### MATERIAL TO PROCESS
☆ ☆ ☆ ☆ ☆ ☆ ☆

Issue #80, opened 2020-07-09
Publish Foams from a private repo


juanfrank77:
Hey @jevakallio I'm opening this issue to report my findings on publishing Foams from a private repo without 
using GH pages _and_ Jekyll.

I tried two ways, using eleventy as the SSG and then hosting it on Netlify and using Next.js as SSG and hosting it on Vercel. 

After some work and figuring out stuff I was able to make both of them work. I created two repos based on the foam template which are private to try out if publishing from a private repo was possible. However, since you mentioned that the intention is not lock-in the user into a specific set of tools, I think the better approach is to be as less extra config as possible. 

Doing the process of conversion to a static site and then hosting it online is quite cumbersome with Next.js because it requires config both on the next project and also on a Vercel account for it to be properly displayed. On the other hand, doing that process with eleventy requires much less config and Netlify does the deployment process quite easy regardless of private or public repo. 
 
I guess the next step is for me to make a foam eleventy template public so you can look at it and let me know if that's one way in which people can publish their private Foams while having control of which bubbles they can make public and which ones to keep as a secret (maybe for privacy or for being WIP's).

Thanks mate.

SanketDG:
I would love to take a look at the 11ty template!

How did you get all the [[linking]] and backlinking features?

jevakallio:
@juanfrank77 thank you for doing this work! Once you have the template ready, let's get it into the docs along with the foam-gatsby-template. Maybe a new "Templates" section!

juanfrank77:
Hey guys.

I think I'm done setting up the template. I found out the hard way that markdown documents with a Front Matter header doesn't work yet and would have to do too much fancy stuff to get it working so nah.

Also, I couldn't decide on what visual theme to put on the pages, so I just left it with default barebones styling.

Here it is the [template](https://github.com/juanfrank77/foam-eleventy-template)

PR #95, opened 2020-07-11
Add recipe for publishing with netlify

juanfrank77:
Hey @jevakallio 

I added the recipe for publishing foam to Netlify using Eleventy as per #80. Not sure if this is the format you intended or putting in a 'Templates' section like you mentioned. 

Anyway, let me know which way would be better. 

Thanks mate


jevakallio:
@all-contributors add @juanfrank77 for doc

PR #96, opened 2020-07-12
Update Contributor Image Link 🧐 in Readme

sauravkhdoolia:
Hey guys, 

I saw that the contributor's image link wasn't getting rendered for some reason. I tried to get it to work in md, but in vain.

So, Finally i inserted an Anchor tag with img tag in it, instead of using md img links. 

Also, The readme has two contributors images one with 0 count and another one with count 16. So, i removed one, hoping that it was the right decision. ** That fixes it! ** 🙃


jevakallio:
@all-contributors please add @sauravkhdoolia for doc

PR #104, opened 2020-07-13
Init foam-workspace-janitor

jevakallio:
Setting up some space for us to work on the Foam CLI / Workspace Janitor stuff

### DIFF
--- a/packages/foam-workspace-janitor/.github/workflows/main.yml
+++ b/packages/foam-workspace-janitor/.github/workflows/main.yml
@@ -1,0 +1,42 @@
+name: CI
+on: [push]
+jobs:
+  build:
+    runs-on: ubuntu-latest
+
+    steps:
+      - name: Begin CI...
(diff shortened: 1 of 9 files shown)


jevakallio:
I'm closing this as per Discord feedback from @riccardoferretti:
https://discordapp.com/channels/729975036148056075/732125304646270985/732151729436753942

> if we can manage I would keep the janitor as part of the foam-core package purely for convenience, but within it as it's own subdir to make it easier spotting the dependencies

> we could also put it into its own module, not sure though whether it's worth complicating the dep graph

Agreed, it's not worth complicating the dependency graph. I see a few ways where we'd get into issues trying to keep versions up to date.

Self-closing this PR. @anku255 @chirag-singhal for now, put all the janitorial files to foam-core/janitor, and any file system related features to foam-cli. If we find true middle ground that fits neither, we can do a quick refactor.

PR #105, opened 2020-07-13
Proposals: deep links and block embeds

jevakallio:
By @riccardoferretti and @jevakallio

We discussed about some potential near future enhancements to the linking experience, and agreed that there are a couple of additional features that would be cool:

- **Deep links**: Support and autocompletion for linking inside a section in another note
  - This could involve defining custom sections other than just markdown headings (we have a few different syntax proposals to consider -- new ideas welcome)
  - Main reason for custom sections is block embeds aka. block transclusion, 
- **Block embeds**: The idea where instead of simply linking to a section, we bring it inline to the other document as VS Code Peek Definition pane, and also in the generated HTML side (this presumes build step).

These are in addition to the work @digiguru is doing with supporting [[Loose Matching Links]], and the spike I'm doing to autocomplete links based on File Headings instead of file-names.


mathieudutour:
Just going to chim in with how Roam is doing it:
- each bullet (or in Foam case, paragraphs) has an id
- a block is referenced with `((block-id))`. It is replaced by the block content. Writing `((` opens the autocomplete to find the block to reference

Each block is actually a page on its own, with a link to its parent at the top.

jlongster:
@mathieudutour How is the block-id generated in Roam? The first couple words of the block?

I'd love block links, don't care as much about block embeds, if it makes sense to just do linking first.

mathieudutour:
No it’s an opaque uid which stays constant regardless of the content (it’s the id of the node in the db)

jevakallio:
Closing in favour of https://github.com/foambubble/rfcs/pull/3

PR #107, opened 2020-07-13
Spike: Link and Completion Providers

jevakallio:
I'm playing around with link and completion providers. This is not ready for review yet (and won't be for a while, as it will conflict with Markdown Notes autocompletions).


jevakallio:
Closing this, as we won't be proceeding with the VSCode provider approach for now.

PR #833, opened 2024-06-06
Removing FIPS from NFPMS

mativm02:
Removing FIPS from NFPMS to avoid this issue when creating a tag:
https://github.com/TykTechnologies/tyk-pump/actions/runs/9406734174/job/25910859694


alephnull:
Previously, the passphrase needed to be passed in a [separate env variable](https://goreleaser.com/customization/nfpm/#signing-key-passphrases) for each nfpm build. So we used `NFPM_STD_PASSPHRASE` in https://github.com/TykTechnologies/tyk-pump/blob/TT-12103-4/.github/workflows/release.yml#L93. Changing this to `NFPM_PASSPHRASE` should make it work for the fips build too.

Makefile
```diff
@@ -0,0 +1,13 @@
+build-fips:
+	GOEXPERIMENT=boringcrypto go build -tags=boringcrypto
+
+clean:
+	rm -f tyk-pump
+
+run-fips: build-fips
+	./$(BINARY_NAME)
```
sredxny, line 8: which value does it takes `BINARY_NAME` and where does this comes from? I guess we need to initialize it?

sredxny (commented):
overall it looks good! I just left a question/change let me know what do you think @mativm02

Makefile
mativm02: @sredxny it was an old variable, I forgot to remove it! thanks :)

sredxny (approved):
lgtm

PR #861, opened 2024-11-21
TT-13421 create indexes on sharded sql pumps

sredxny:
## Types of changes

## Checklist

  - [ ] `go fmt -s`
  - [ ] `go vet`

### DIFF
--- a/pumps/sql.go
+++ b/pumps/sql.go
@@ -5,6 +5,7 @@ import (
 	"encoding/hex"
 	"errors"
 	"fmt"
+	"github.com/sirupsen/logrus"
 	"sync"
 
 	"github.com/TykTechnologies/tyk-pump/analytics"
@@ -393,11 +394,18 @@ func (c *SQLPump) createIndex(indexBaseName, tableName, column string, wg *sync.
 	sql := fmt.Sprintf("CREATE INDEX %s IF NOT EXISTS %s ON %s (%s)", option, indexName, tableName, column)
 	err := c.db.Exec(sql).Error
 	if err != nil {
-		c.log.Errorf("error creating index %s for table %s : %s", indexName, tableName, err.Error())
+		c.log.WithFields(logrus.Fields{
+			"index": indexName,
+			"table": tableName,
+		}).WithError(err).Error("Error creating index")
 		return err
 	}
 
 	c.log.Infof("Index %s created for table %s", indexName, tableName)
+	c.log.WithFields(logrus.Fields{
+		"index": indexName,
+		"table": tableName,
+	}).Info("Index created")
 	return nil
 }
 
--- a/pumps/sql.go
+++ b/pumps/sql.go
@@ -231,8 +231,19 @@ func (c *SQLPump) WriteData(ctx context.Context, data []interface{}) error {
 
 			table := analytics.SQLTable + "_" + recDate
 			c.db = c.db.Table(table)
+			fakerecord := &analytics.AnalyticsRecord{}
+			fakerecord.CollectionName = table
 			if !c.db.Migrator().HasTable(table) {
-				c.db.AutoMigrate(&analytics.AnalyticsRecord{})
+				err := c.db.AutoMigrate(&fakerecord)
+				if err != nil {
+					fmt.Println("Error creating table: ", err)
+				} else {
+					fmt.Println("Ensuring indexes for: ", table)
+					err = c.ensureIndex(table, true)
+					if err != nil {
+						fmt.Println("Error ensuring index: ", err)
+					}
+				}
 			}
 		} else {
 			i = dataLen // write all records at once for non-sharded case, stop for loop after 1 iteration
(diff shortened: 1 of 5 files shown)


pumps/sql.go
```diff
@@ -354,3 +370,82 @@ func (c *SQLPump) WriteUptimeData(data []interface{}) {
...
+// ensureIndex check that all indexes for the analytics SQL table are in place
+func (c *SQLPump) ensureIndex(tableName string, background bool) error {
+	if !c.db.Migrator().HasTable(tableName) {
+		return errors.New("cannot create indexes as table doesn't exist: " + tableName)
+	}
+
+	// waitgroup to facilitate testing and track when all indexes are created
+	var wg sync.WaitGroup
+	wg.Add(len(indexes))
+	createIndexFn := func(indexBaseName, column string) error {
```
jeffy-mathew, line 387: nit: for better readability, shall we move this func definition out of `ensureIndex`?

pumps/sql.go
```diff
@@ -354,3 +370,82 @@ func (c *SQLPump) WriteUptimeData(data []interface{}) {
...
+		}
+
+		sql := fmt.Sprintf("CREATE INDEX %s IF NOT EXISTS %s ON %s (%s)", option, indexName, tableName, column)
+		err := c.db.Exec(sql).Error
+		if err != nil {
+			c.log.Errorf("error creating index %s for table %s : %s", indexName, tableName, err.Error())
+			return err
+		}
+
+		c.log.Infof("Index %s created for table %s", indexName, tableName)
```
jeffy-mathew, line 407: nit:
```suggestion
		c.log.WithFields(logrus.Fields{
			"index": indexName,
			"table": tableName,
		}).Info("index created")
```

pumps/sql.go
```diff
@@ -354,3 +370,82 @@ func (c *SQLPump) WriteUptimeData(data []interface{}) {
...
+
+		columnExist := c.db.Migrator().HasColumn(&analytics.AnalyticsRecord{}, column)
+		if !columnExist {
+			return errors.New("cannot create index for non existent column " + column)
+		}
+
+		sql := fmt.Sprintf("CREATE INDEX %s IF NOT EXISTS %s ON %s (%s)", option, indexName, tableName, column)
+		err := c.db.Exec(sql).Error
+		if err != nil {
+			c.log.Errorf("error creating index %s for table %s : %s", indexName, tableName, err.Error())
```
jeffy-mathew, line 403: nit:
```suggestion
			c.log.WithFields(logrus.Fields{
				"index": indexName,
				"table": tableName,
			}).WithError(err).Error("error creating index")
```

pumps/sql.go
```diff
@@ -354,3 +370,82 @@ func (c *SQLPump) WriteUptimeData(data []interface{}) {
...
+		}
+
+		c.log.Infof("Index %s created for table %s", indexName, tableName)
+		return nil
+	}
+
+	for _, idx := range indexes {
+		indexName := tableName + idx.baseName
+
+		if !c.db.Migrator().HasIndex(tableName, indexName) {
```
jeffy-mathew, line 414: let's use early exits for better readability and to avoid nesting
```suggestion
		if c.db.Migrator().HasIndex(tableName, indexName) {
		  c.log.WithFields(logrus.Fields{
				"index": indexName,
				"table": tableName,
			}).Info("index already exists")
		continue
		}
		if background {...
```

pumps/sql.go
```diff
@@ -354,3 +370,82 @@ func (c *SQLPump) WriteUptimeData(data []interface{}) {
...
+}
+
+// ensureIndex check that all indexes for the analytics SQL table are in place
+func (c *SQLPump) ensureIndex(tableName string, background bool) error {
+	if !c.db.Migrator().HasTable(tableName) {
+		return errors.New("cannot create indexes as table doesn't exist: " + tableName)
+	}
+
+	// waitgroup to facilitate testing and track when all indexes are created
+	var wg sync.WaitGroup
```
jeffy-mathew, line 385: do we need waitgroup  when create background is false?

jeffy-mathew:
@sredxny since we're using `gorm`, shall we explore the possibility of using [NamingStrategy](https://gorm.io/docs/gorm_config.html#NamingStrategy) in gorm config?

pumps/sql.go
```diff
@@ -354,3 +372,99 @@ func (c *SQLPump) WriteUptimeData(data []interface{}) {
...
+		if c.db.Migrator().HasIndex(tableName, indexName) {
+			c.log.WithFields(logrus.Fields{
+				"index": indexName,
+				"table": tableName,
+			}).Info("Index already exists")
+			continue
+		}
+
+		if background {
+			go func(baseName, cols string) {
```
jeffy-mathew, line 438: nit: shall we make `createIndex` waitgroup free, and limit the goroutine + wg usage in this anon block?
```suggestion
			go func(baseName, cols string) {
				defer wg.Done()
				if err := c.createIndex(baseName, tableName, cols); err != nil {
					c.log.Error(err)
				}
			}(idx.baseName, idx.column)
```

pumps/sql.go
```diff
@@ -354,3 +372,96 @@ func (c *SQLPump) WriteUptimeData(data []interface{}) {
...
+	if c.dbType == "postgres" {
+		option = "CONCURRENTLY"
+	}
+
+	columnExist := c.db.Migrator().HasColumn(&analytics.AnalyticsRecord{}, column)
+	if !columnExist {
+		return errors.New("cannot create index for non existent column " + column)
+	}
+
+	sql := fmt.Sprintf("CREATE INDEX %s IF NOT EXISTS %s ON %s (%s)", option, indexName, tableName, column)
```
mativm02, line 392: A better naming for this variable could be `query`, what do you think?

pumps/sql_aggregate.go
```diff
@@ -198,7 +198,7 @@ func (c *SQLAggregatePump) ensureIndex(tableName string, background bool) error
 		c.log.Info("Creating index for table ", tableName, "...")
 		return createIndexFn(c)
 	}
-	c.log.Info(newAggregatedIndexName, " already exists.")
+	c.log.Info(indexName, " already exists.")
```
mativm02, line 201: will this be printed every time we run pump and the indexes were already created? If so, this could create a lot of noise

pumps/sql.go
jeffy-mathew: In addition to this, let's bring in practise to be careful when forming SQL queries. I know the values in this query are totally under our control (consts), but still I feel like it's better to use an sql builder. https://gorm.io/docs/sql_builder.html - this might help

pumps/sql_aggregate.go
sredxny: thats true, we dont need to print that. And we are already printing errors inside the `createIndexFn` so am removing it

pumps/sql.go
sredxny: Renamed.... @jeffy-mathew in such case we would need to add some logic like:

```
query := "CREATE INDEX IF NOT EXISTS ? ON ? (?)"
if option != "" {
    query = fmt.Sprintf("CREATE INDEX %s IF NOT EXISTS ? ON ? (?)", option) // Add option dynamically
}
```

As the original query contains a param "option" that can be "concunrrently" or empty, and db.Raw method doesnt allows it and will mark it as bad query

☆ ☆ ☆ ☆ ☆ ☆ ☆

Beginning at the first line of the data above, retype each line until you reach the line containing "I tried two", and include that one too. Add nothing else.

Issue #80, opened 2020-07-09
Publish Foams from a private repo


juanfrank77:
Hey @jevakallio I'm opening this issue to report my findings on publishing Foams from a private repo without 
using GH pages _and_ Jekyll.

I tried two ways, using eleventy as the SSG and then hosting it on Netlify and using Next.js as SSG and hosting it on Vercel. 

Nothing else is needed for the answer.